A lot of his ideas, he says, derive directly from the people he works with. Anyone with a passing knowledge of his work, for example, will probably recognise the figure of Jenjira Pongpas (aka Nach) Widner, the woman whose romantic yearnings and undisguised limp – the result of a motorcycle accident – have become key features of what Weerasethakul terms his “universe”. Actors, says Weerasethakul, “are not just a shell, they are part of the movie”. Widner, whose story Weerasethakul also explored in one of his shorts, Cactus River, has become an even more significant figure in Cemetery of Splendour, which foregrounds her habit of knitting baby socks and her relationship with her American husband. “When I wrote Cemetery, Jenjira was in my mind from the beginning.”

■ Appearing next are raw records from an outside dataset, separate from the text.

PR #5302, opened 2024-10-01
EES-5497 Add API data set preview token guidance

ntsim:
This PR adds the preview token guidance for API data sets. This looks like:

image

## Other changes

- Fixed various issues with `UrlContainer` and `CopyTextButton`:
  - Makes `label` required for `UrlContainer` so that the copy input is labelled correctly by the consumer.
  - Allowes inline styling to be correctly toggled using the `inline` prop for `UrlContainer`.
  - Changes `UrlContainer` and `CopyTextButton` to fill the parent's space as much as possible instead of being limited to 500px.
  - Fixed incorrect flex styling causing the input in `CopyTextButton` to not take up the correct amount of space.
  - Adds the GOV.UK focus style to the `UrlContainer` input.
  - Improves how `CopyTextButton` responds at mobile / tablet.
  - Updates `CopyTextButton` to show the `confirmMessage` in the button itself rather than in a separate line. 
- Updated `CopyLinkModal` to be wider to show of the link

### DIFF
--- a/src/explore-education-statistics-admin/src/pages/release/data/ReleaseApiDataSetPreviewTokenPage.tsx
+++ b/src/explore-education-statistics-admin/src/pages/release/data/ReleaseApiDataSetPreviewTokenPage.tsx
@@ -11,11 +11,14 @@ import previewTokenQueries from '@admin/queries/previewTokenQueries';
 import apiDataSetQueries from '@admin/queries/apiDataSetQueries';
 import previewTokenService from '@admin/services/previewTokenService';
 import { useLastLocation } from '@admin/contexts/LastLocationContext';
+import CodeBlock from '@common/components/CodeBlock';
 import LoadingSpinner from '@common/components/LoadingSpinner';
 import Button from '@common/components/Button';
 import CopyTextButton from '@common/components/CopyTextButton';
 import FormattedDate from '@common/components/FormattedDate';
 import ModalConfirm from '@common/components/ModalConfirm';
+import Tabs from '@common/components/Tabs';
+import TabsSection from '@common/components/TabsSection';
 import ApiDataSetQuickStart from '@common/modules/data-catalogue/components/ApiDataSetQuickStart';
 import { useQuery } from '@tanstack/react-query';
 import { generatePath, useHistory, useParams } from 'react-router-dom';
@@ -75,6 +78,8 @@ export default function ReleaseApiDataSetPreviewTokenPage() {
     );
   };
 
+  const tokenExampleUrl = `${publicApiUrl}/api/v1.0/data-sets/${dataSet?.draftVersion?.id}`;
+
   return (
     <>
       <Link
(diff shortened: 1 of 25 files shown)


src/explore-education-statistics-admin/src/pages/release/data/ReleaseApiDataSetPreviewTokenPage.tsx
```diff
@@ -92,51 +97,93 @@ export default function ReleaseApiDataSetPreviewTokenPage() {
...
-                  text={previewToken.id}
-                />
+
+                <h3>Using the preview token</h3>
+
                 <p>
-                  Please revoke the token as soon as you have finished checking
-                  the API data set.
+                  To use the preview token, add it to your request using a{' '}
+                  <code>Preview-Token</code> header.
```
bennettstuart, line 127: I'm not sure about the use of the `<code>` here, as while this is referencing a code related property name it isn't actually code. The following section demonstrates how to use this header too so it may be redundant. My main concern is that there isn't a clear rule when to and when not to use this markup when referencing code variables, which may lead to some inconsistencies.

This is just my opinion, happy for you to take the steer on this just wanted to raise the potential inconsistency issue

src/explore-education-statistics-common/src/components/CopyTextButton.tsx
```diff
@@ -3,89 +3,70 @@ import styles from '@common/components/CopyTextButton.module.scss';
...
+      <Button
+        className={classNames(styles.button, {
+          'govuk-!-margin-right-2': !inline,
+        })}
+        onClick={async () => {
+          await navigator.clipboard.writeText(text);
+          toggleCopied.on();
+        }}
+      >
+        <span aria-live="polite">{copied ? confirmMessage : buttonText}</span>
```
bennettstuart, line 68: I think only the confirmMessage should be wrapped with an aria-live, as buttonText need not be notifed to users, I think the current setup would announce the confirm message, then announce the buttonText 5 seconds later

bennettstuart (approved):

src/explore-education-statistics-admin/src/pages/release/data/ReleaseApiDataSetPreviewTokenPage.tsx
ntsim: Think it's acceptable to use this here as we're referencing a technical term that needs to stand out.

We've only just added styling for `code` in the last couple of months so there's certainly going to be inconsistencies as we start to use it in more places. 

I think the general rule of thumb should be:

- is this a technical term?
- does it need to stand out to the user?

These are criteria that are being met a lot more by the public API work as it's much closer to the metal than other areas of the service.

src/explore-education-statistics-common/src/components/CopyTextButton.tsx
ntsim: Good point! I've updated this to use `ScreenReaderMessage` instead (which should handle the behaviour correct:

image

src/explore-education-statistics-admin/src/pages/release/data/ReleaseApiDataSetPreviewTokenPage.tsx
bennettstuart: Fair point!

In Weerasethakul’s hands, Thai culture comes across as simultaneously profound and absurd, mysterious and mundane, heroic and trivial. His films’ – and characters’ – interest in reincarnation arguably gives his work its most distinctive flavour, allowing him to stage utterly strange sequences – such as the talking ape scene in Tropical Malady, or the princess-fish sex in Uncle Boonmee. It’s an active social force in his homeland he says: “People believe in it, and it drives the way they view life. [Belief in] karma makes people submissive; that’s how the country is run.”

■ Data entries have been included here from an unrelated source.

PR #5308, opened 2024-10-04
EES-5541 - Boundary level per dataset form changes

bennettstuart:
## Overview
Most changes are hidden behind a feature flag.

This work introduces the concept of boundaryLevels on dataSetConfigs on maps, this is to allow maps to show different geoJson per dataset as to produce a more accurate representation of data alongside their boundaries on the map.

- Reducer actions altered to cater for dataset boundary levels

For Weerasethakul, this issue is no longer simply aesthetic: after the 2014 military coup, it’s one of political urgency. Pointing out that “the army has its own fortune teller”, he sounds less than happy at the state of affairs: “The country is run by superstition.” Weerasethakul is in a relatively fortunate position, in that his arcane films are not exactly populist and don’t depend on the mainstream Thai film industry for funding, but he has become cast as a significant voice of dissent in a difficult time. “For the record,” he says, “Cemetery is not censored: I refuse to submit it to the censor board. It’s not that they ban it, but the fact they ban other things.”

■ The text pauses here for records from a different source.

PR #5315, opened 2024-10-08
Ees 5526 part 2 - making date time handling code in Robot tests easier

duncan-at-hiveit:
# UI test results

## Local run (BST)

image

## Pipeline run (UTC)

image

The "Public Suite" tests are failing for an unrelated reason, because the back button in the table tool in the public site isn't doing what is expected. 

# Overview

This PR:
- simplifies the datetime wrangling code that we use in the Robot tests, by offering more targeted keywords.
- moves the default timezone of dates and times that are used for checking dates and times shown in the browser to be Europe/London by default, as that is the default timezone that EES displays dates in.
- adds specific keywords for getting individual date portions e.g. day, month, month word, year.
- splits keywords into "get london" and "get local browser" keywords, depending on whether we expect them to be displayed in Europe/London time or in time that is local to the browser.
- removes the need to use datetimes in the Robot tests when all we're interested in getting is date parts.
- removes a trailing forward slash from the UI test pipeline yml that was causing the file download name of UI test report failures to be invalid in the pipeline.

### DIFF
--- a/tests/robot-tests/tests/libs/dates_and_times.py
+++ b/tests/robot-tests/tests/libs/dates_and_times.py
@@ -1,6 +1,5 @@
 import datetime
 import os
-
 import pytz
 from tests.libs.selenium_elements import sl
 
--- a/tests/robot-tests/tests/libs/dates_and_times.py
+++ b/tests/robot-tests/tests/libs/dates_and_times.py
@@ -1,0 +1,50 @@
+import datetime
+import os
+
+import pytz
+from tests.libs.selenium_elements import sl
+
+
+def get_london_date(offset_days: int = 0, format_string: str = "%-d %B %Y") -> str:
+    return _get_date_and_time(offset_days, format_string, "Europe/London")
+
+
+def get_london_date_and_time(offset_days: int = 0, format_string: str = "%-d %B %Y") -> str:
+    return _get_date_and_time(offset_days, format_string, "Europe/London")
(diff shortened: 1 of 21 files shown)


tests/robot-tests/tests/libs/dates_and_times.py
```diff
@@ -0,0 +1,49 @@
...
+def get_london_month_date(offset_days: int = 0) -> str:
+    return get_london_date_and_time(offset_days, "%-m")
+
+
+def get_london_month_word(offset_days: int = 0) -> str:
+    return get_london_date_and_time(offset_days, "%B")
+
+
+def get_london_year(offset_days: int = 0) -> str:
+    return get_london_date_and_time(offset_days, "%Y")
```
mmyoungman, line 32: Not suggesting a change, but would be interested in discussing the pros and cons of this kind of approach with you at some point. 

I think my general inclination is the reverse of yours, which isn't to wrap things up like this, but in this case I can see it makes sense. But I've seen other instances where more complex things than this gets wrapped up with several layers of abstraction. If it breaks or needs updating, understanding what it is doing can be quite difficult, especially if it's already been tweaked a couple of times previously. In those cases I've tended to inline all the abstraction so I could understand it better, and I've frequently found that has allowed me to simplify things a lot.

mmyoungman (approved):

But in retrospect, the heavy presence of soldiers and the military in his films suggests a presentiment that turned out to be correct. Cemetery of Splendour, if nothing else, is a pointed analysis of the wounds the Thai military have inflicted on the country over the decades. “I like to show uniforms anyway, but in the course of the last 10 years the role of the army has got more and more difficult. I have shifted from symbolic uses to do with power, like being a sexual predator, to more reflect the political involvement they have had for a long time.” The mid-1960s communist insurgency, supported by Maoist China and leading to significant conflict in the north-east of the country, is the subject of Weerasethakul’s touring installation project Primitive, which grew directly out of his research for Uncle Boonmee (which is set in the same region).
But, he says, there’s nothing like dealing with Thai bureaucracy for keeping your feet on the ground. “When I go to get a driving licence or to report something missing to the police, they want to write down my profession. I say, ‘I am a film-maker’; and they say, ‘What?’ Then they write: ‘Freelance.’”
“In Thailand, being an artist or a film-maker is not considered a career.” Oh well, give the boy time. You never know, he just might get somewhere.
- Cemetery of Splendour is released in UK cinemas on 17 June, and the installation Primitive opens at Tate Modern, London, on the same date. Mysterious Object at Noon is released on DVD and Blu-Ray on 25 April.